The most secured method to validate an image before to upload it

groody_son · January 18, 2013, 8:17am

Hello all,

I am quite new in PHP so I am looking for some advices from PHP experienced programers about how to secure the upload of images.

Thank you

StarLion · January 18, 2013, 12:07pm

Well, #1 you cant validate something reliably before you upload it. It has to reach your server first (you can use javascript to try and validate, but what if the person has disabled javascript?)
#2 what security are you referring to here?

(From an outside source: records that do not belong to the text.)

Issue #8923, opened 2024-09-10
More prediction flags to allow vanilla pickups mixed with ddrace tiles


ChillerDragon:
When introducing vanilla pickups (armor, health, weapons being collectable and having a different effect than ddrace) the
[GAMEINFOFLAG_PREDICT_DDRACE](https://github.com/ddnet/ddnet/blob/b5d662622c6f3d037ceb239314b09ea4d3bb00aa/src/game/server/gamecontroller.cpp#L628) has to be removed otherwise [ddnet's anti ping removes weapon when touching armor](https://github.com/ddnet-insta/ddnet-insta/issues/120). Removing that flag then breaks all the ddrace tiles that do not conflict with vanilla pickups. Such as stoppers.

So having vanilla pickups mixed with ddrace tiles will never predict correctly. I really think there should be a way for custom servers that want vanilla armor/health/weapons to also predict stoppers/freeze/draggers correctly.

I do understand that having vanilla plus ddrace tiles in the gameplay seems a bit crazy. But its a decade old common desire of the ddnet tinkerer. Also there are already these flags related to gametypes and prediction:

```
	GAMEINFOFLAG_GAMETYPE_RACE
	GAMEINFOFLAG_GAMETYPE_FNG
	GAMEINFOFLAG_GAMETYPE_DDRACE
	GAMEINFOFLAG_GAMETYPE_DDNET
	GAMEINFOFLAG_GAMETYPE_VANILLA
	GAMEINFOFLAG_RACE
	GAMEINFOFLAG_UNLIMITED_AMMO
	GAMEINFOFLAG_PREDICT_FNG
	GAMEINFOFLAG_PREDICT_DDRACE
	GAMEINFOFLAG_PREDICT_DDRACE_TILES
	GAMEINFOFLAG_PREDICT_VANILLA
```

So adding yet another one that has to be backwards, forward and sideways compatible introduces a lot of complexity. Also the combination of flags becomes non trivial.

I am ready to implement and test the flag. But we need to have some discussion first about what it should do and how it should work. And how it should be called. Here are some options, ideas and questions:

- Should there be some `GAMEINFOFLAG_PREDICT_VANILLA_PICKUPS` which overrules `GAMEINFOFLAG_PREDICT_DDRACE` but only on the tiles/entities that are shared between vanilla and ddrace?
[...]

PR #9974, opened 2025-03-29
Fix heart pickup prediction

KebsCS:
Not sure why this was commented out since the very first prediction pr

## Checklist

### DIFF
--- a/src/game/client/prediction/entities/pickup.cpp
+++ b/src/game/client/prediction/entities/pickup.cpp
@@ -29,7 +29,9 @@ void CPickup::Tick()
 			switch(m_Type)
 			{
 			case POWERUP_HEALTH:
-				//pChr->Freeze();
+				if(!GameWorld()->m_WorldConfig.m_PredictDDRace)
+					continue;
+				pChr->Freeze();
 				break;
 
 			case POWERUP_ARMOR:


KebsCS:
This doesn't seem to break vanilla prediction because of `m_IsDDRace`. @ChillerDragon in #8923 you say armor pickups are broken in your mod too, so what do I do here when the flags from the pr aren't yet decided?

ChillerDragon:
I want to use ddrace features in vanilla based gamemodes. So damage, vanilla weapons and pickups. With ddrace features such as jetpack, switcher, dragger, stoppa and hook through.

Your pr makes it harder to do so. Because severs now have the choice between collecting health incorrectly freezing anti ping players vs miss prediction for all ddrace features.

ChillerDragon:
> so what do I do here when the flags from the pr aren't yet decided?

Only call Freeze() if the server sends a flag that health freezes. Or it is a old ddrace server.

src/game/client/prediction/entities/pickup.cpp
```diff
@@ -29,7 +29,9 @@ void CPickup::Tick()
 			switch(m_Type)
 			{
 			case POWERUP_HEALTH:
-				//pChr->Freeze();
+				if(!GameWorld()->m_WorldConfig.m_IsDDRace || !GameWorld()->m_WorldConfig.m_PredictDDRace)
```
heinrich5991, line 32:
```suggestion
				if(!GameWorld()->m_WorldConfig.m_PredictDDRace)
```
This should only depend on whether we're predicting DDRace or not.

heinrich5991:
I suppose, in the future, someone™ could implement sending DDNet freeze hearts/weapon removal shields using different netobjs so that the client could distinguish them.

heinrich5991 (approved):
Thanks. :)

PR #9979, opened 2025-03-30
Add laser door prediction

### LINKED ISSUE #1279: Prediction for laser doors
add some prediction for laser doors so you dont have this bouncy buggy screen while walking on them. make them like stoppers (as other players look smooth on doors, just not the own tee)

KebsCS:
Fixes #1279
No more laggy, unpredicted doors

https://github.com/user-attachments/assets/2fe62706-a228-4476-9211-6a44a36aed4c

## Checklist

### DIFF
--- a/src/game/client/prediction/entities/door.cpp
+++ b/src/game/client/prediction/entities/door.cpp
@@ -1,0 +1,74 @@
+/* (c) Shereef Marzouk. See "licence DDRace.txt" and the readme.txt in the root of the distribution for more information. */
+#include "door.h"
+#include "character.h"
+#include <game/client/laser_data.h>
+#include <game/collision.h>
+#include <game/mapitems.h>
+
+CDoor::CDoor(CGameWorld *pGameWorld, int Id, const CLaserData *pData) :
+	CEntity(pGameWorld, CGameWorld::ENTTYPE_DOOR)
+{
+	m_Id = Id;
+	m_Active = false;
+
+	m_Number = pData->m_SwitchNumber;
+	m_Layer = m_Number > 0 ? LAYER_SWITCH : LAYER_GAME;
+
+	Read(pData);
+}
+
+void CDoor::ResetCollision()
+{
+	if(Collision()->GetTile(m_Pos.x, m_Pos.y) || Collision()->GetFrontTile(m_Pos.x, m_Pos.y))
+		return;
+
+	m_Active = true;
+
+	vec2 Dir = m_To - m_Pos;
+	m_Length = length(Dir);
+	m_Direction = normalize_pre_length(Dir, static_cast<float>(m_Length));
+
+	for(int i = 0; i < m_Length - 1; i++)
+	{
+		vec2 CurrentPos = m_Pos + m_Direction * i;
+
+		CDoorTile DoorTile;
+		Collision()->GetDoorTile(Collision()->GetPureMapIndex(CurrentPos), &DoorTile);
+		// switch door always has priority, because it can turn off doors on all layers if they intersect
+		if(DoorTile.m_Index && DoorTile.m_Number > 0)
+			continue;
+
+		if(Collision()->CheckPoint(CurrentPos))
+			break;
+		else
+			Collision()->SetDoorCollisionAt(CurrentPos.x, CurrentPos.y, TILE_STOPA, 0, m_Number);
+	}
+}
+
+void CDoor::Destroy()
+{
+	if(m_Active)
+	{
+		for(int i = 0; i < m_Length - 1; i++)
+		{
+			vec2 CurrentPos = m_Pos + m_Direction * i;
+			if(Collision()->CheckPoint(CurrentPos))
+				break;
+			else
+				Collision()->SetDoorCollisionAt(CurrentPos.x, CurrentPos.y, TILE_AIR, 0, 0);
+		}
+	}
+	delete this;
+}
+
+void CDoor::Read(const CLaserData *pData)
+{
+	// it's flipped in the laser object
+	m_Pos = pData->m_To;
+	m_To = pData->m_From;
+}
+
+bool CDoor::Match(const CDoor *pDoor) const
+{
+	return pDoor->m_Pos == m_Pos && pDoor->m_To == m_To && pDoor->m_Number == m_Number;
+}
--- a/src/game/client/prediction/entities/door.h
+++ b/src/game/client/prediction/entities/door.h
@@ -1,0 +1,25 @@
+/* (c) Shereef Marzouk. See "licence DDRace.txt" and the readme.txt in the root of the distribution for more information. */
+#ifndef GAME_CLIENT_PREDICTION_ENTITIES_DOOR_H
+#define GAME_CLIENT_PREDICTION_ENTITIES_DOOR_H
+
+#include <game/client/prediction/entity.h>
+
+class CLaserData;
+
+class CDoor : public CEntity
+{
+	vec2 m_To;
+	vec2 m_Direction;
+	int m_Length;
+	bool m_Active;
+
+public:
+	CDoor(CGameWorld *pGameWorld, int Id, const CLaserData *pData);
+	void ResetCollision();
+	bool Match(const CDoor *pDoor) const;
+	void Read(const CLaserData *pData);
+
+	void Destroy() override;
+};
+
+#endif // GAME_CLIENT_PREDICTION_ENTITIES_DOOR_H
--- a/src/game/client/prediction/gameworld.cpp
+++ b/src/game/client/prediction/gameworld.cpp
@@ -3,6 +3,7 @@
 
 #include "gameworld.h"
 #include "entities/character.h"
+#include "entities/door.h"
 #include "entities/dragger.h"
 #include "entities/laser.h"
 #include "entities/pickup.h"
@@ -546,6 +547,20 @@ void CGameWorld::NetObjAdd(int ObjId, int ObjType, const void *pObjData, const C
 				InsertEntity(pEnt);
 			}
 		}
+		else if(Data.m_Type == LASERTYPE_DOOR)
+		{
+			CDoor NetDoor = CDoor(this, ObjId, &Data);
+			auto *pDoor = dynamic_cast<CDoor *>(GetEntity(ObjId, ENTTYPE_DOOR));
+			if(pDoor && NetDoor.Match(pDoor))
+			{
+				pDoor->Keep();
+				pDoor->Read(&Data);
+				return;
+			}
+			CDoor *pEnt = new CDoor(NetDoor);
+			pEnt->ResetCollision();
+			InsertEntity(pEnt);
+		}
 	}
 }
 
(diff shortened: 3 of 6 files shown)


src/game/client/prediction/entities/door.cpp
```diff
@@ -0,0 +1,69 @@
+/* (c) Magnus Auvinen. See licence.txt in the root of the distribution for more information. */
+/* If you are missing that file, acquire a complete release at teeworlds.com.                */
```
sjrc6, line 2: This is the wrong copyright notice, it should be the same as the one in doors.cpp on the server

`/* (c) Shereef Marzouk. See "licence DDRace.txt" and the readme.txt in the root of the distribution for more information. */`

src/game/client/prediction/entities/door.h
```diff
@@ -0,0 +1,26 @@
+/* (c) Magnus Auvinen. See licence.txt in the root of the distribution for more information. */
+/* If you are missing that file, acquire a complete release at teeworlds.com.                */
```
sjrc6, line 2: same here

src/game/client/prediction/entities/door.cpp
```diff
@@ -0,0 +1,75 @@
...
+CDoor::~CDoor()
+{
+	if(!m_Active)
+		return;
+
+	for(int i = 0; i < m_Length - 1; i++)
+	{
+		vec2 CurrentPos(m_Pos.x + (m_Direction.x * i),
+			m_Pos.y + (m_Direction.y * i));
+		if(Collision()->CheckPoint(CurrentPos) || Collision()->GetTile(m_Pos.x, m_Pos.y) || Collision()->GetFrontTile(m_Pos.x, m_Pos.y))
```
AssassinTee, line 57: the check for a collision at m_pos or front layer can be moved outside of the loop. Do doors not work if you put a front tile over them? 🤔

src/game/client/prediction/entities/door.cpp
```diff
@@ -0,0 +1,75 @@
...
+{
+	m_Active = true;
+
+	vec2 Dir = m_To - m_Pos;
+	m_Length = length(Dir);
+	m_Direction = normalize_pre_length(Dir, static_cast<float>(m_Length));
+
+	for(int i = 0; i < m_Length - 1; i++)
+	{
+		vec2 CurrentPos(m_Pos.x + (m_Direction.x * i),
```
AssassinTee, line 30: `vec2 CurrentPos = m_Pos + m_Direction * i`, why so complicated?
(Same below)

src/game/client/prediction/entities/door.cpp
```diff
@@ -0,0 +1,75 @@
...
+		// switch door always has priority, because it can turn off doors on all layers if they intersect
+		if(DoorTile.m_Index && DoorTile.m_Number > 0)
+			continue;
+
+		if(Collision()->CheckPoint(CurrentPos) || Collision()->GetTile(m_Pos.x, m_Pos.y) || Collision()->GetFrontTile(m_Pos.x, m_Pos.y))
+			break;
+		else
+			Collision()->SetDoorCollisionAt(
+				m_Pos.x + (m_Direction.x * i),
+				m_Pos.y + (m_Direction.y * i), TILE_STOPA, 0, m_Number);
```
AssassinTee, line 44: `CurrentPos.x, CurrentPos.y`

src/game/client/prediction/entities/door.cpp
```diff
@@ -0,0 +1,75 @@
...
+		vec2 CurrentPos(m_Pos.x + (m_Direction.x * i),
+			m_Pos.y + (m_Direction.y * i));
+
+		CDoorTile DoorTile;
+		Collision()->GetDoorTile(Collision()->GetPureMapIndex(CurrentPos), &DoorTile);
+		// switch door always has priority, because it can turn off doors on all layers if they intersect
+		if(DoorTile.m_Index && DoorTile.m_Number > 0)
+			continue;
+
+		if(Collision()->CheckPoint(CurrentPos) || Collision()->GetTile(m_Pos.x, m_Pos.y) || Collision()->GetFrontTile(m_Pos.x, m_Pos.y))
```
AssassinTee, line 39: see below

src/game/client/prediction/entities/door.cpp
```diff
@@ -0,0 +1,75 @@
...
+}
+
+CDoor::~CDoor()
+{
+	if(!m_Active)
+		return;
+
+	for(int i = 0; i < m_Length - 1; i++)
+	{
+		vec2 CurrentPos(m_Pos.x + (m_Direction.x * i),
```
AssassinTee, line 55: see above

src/game/client/prediction/entities/door.cpp
```diff
@@ -0,0 +1,75 @@
...
+			m_Pos.y + (m_Direction.y * i));
+		if(Collision()->CheckPoint(CurrentPos) || Collision()->GetTile(m_Pos.x, m_Pos.y) || Collision()->GetFrontTile(m_Pos.x, m_Pos.y))
+			break;
+		else
+			Collision()->SetDoorCollisionAt(
+				m_Pos.x + (m_Direction.x * i),
+				m_Pos.y + (m_Direction.y * i), TILE_AIR, 0, 0);
```
AssassinTee, line 62: see above

src/game/client/prediction/entities/door.h
```diff
@@ -0,0 +1,25 @@
...
+#include <game/client/prediction/entity.h>
+
+class CLaserData;
+
+class CDoor : public CEntity
+{
+	bool m_Active;
+	vec2 m_To;
+	int m_Length;
+	vec2 m_Direction;
```
AssassinTee, line 14: just a nitpick, but I would sort them by type 🙈

AssassinTee (changes requested):
Overall I am a fan of this feature, I don't see why this shouldn't work on older modded servers 👍

src/game/client/prediction/entities/door.h
Teero888: you should sort them by size for memory alignment but ddnet people probably don't care

Teero888:
You're adding doors to the entity list in the prediction. Doors don't need to be ticked or updated. This means the prediction will run a useless extra loop for every door that exists on the map three times, see [1](https://github.com/ddnet/ddnet/blob/80f314b5bf5ffcc31d3ff75734af264b657e7f85/src/game/client/prediction/gameworld.cpp#L209) [2](https://github.com/ddnet/ddnet/blob/80f314b5bf5ffcc31d3ff75734af264b657e7f85/src/game/client/prediction/gameworld.cpp#L218) [3](https://github.com/ddnet/ddnet/blob/80f314b5bf5ffcc31d3ff75734af264b657e7f85/src/game/client/prediction/gameworld.cpp#L172). This happens every single tick so having many doors decreases performance even though they should have no performance impact at all since they are only stoppers with switch numbers. I suggest using a data structure like an std::vector outside of the prediction code to keep track of the doors while still setting the collision correctly to avoid running empty loops hundreds of times per second for a single door. Additionally you are never removing any doors so keeping track of them is completely useless. Just set the collision data once if you receive a door entity. At least this is the case if you don't plan on adding support for the server to remove doors by not sending them anymore.

src/game/client/prediction/gameworld.cpp
```diff
@@ -546,6 +547,20 @@ void CGameWorld::NetObjAdd(int ObjId, int ObjType, const void *pObjData, const C
 				InsertEntity(pEnt);
 			}
 		}
+		else if(Data.m_Type == LASERTYPE_DOOR)
```
Teero888, line 550:
```cpp
else if(Data.m_Type == LASERTYPE_DOOR)
{
    const int Index = Data.m_From.y * Collision()->GetWidth() * 32 + Data.m_From.x;
    float d = distance(Data.m_From, Data.m_To);
    for(int i = 0, id = std::ceil(d); i < id; i++)
    {
        float a = i / d;
        vec2 Pos = mix(Data.m_From, Data.m_To, a);

        if(Collision()->CheckPoint(Pos.x, Pos.y) || Collision()->GetTile(Pos.x, Pos.y) || Collision()->GetFTile(Pos.x, Pos.y))
            break;
        else
            Collision()->SetDCollisionAt(
                Pos.x,
                Pos.y, TILE_STOPA, 0,
                Data.m_SwitchNumber);
    }
}
```
Putting this here does the same as your whole pr.

src/game/client/prediction/entities/door.cpp
KebsCS: The `GetFrontTile` name is misleading, but it checks for kill tile or laser blocker, which does indeed block the lasers. The logic is taken from server code of course

src/game/client/prediction/entities/door.cpp
```diff
@@ -0,0 +1,73 @@
...
+
+void CDoor::ResetCollision()
+{
+	m_Active = true;
+
+	vec2 Dir = m_To - m_Pos;
+	m_Length = length(Dir);
+	m_Direction = normalize_pre_length(Dir, static_cast<float>(m_Length));
+
+	if(Collision()->GetTile(m_Pos.x, m_Pos.y) || Collision()->GetFrontTile(m_Pos.x, m_Pos.y))
```
AssassinTee, line 28: Move this to the top of the function

src/game/client/prediction/entities/door.cpp
```diff
@@ -0,0 +1,73 @@
...
+		return;
+
+	for(int i = 0; i < m_Length - 1; i++)
+	{
+		vec2 CurrentPos = m_Pos + (m_Direction * i);
```
AssassinTee, line 33: why the redundant `()`? You shouldn't need that, Same below 2 additional times

src/game/server/entities/door.cpp
```diff
@@ -26,17 +26,16 @@ CDoor::CDoor(CGameWorld *pGameWorld, vec2 Pos, float Rotation, int Length,
...
-		if(GameServer()->Collision()->CheckPoint(CurrentPos) || GameServer()->Collision()->GetTile(m_Pos.x, m_Pos.y) || GameServer()->Collision()->GetFrontTile(m_Pos.x, m_Pos.y))
+		vec2 CurrentPos = m_Pos + (m_Direction * i);
+		if(GameServer()->Collision()->CheckPoint(CurrentPos))
 			break;
 		else
-			GameServer()->Collision()->SetDoorCollisionAt(
-				m_Pos.x + (m_Direction.x * i),
-				m_Pos.y + (m_Direction.y * i), TILE_STOPA, 0 /*Flags*/,
-				m_Number);
+			GameServer()->Collision()->SetDoorCollisionAt(CurrentPos.x, CurrentPos.y, TILE_STOPA, 0 /*Flags*/, m_Number);
```
AssassinTee, line 38: I think you can remove the Flags comment ;)

AssassinTee (changes requested):

AssassinTee:
From a plain code position, LGTM, however there is an open discussion about the way it's implemented

KebsCS:
This is ready for a review, door prediction is correctly removed if the laser is despawned as seen on the video below. The prediction is only spawned/despawned once, so there's no fps issues.

https://github.com/user-attachments/assets/3b868436-7542-4617-9f83-25ead98ac9b4


With switch lasers being placed on top of front/game lasers, the switch gets priority. The visual is already broken, but for prediction I can't find a way to check if switch really turned the other layer off, so in worst case the bugged door is just not predicted. With the visual being wrong, I don't think it's used in any map anyway, or at least it shouldn't be

Robyt3 (approved):

KebsCS:
Pushed a fix, because for some reason `m_To` and `m_From` is flipped in laser object, so it didn't predict correctly when end of the laser was in wall, instead of beggining of laser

groody_son · January 18, 2013, 1:34pm

Thank you StarLion for your answer.
Maybe my statement was not so clear, sorry for this.

Manly, what i want to do is to implement a mechanism in PHP to upload some images.
The idea is that i don’t want somebody to upload, for example, PHP scripts which can be executed after and hack my website. This is the security i am talking about.

Hope i was more clear this time.

Thank you

KyleWolfe · January 18, 2013, 2:25pm

You’ll have to upload the file first. When the file reaches $_SERVER[‘FILES’], then you can run a check against it, and delete it if you deem it unfit.


if ($_FILES["file"]["type"] != "image/jpeg") {
header(); //anywhere but here, file will be deleted
} else {

move_uploaded_file(); //where you want
}

2ndmouse · January 18, 2013, 2:34pm

I think you’ll find this question is already covered here

groody_son · January 19, 2013, 9:08am

Thank you all for you answers, really helped me to understand the mechanism. Now, i will try to implement something and i will come back with a sample.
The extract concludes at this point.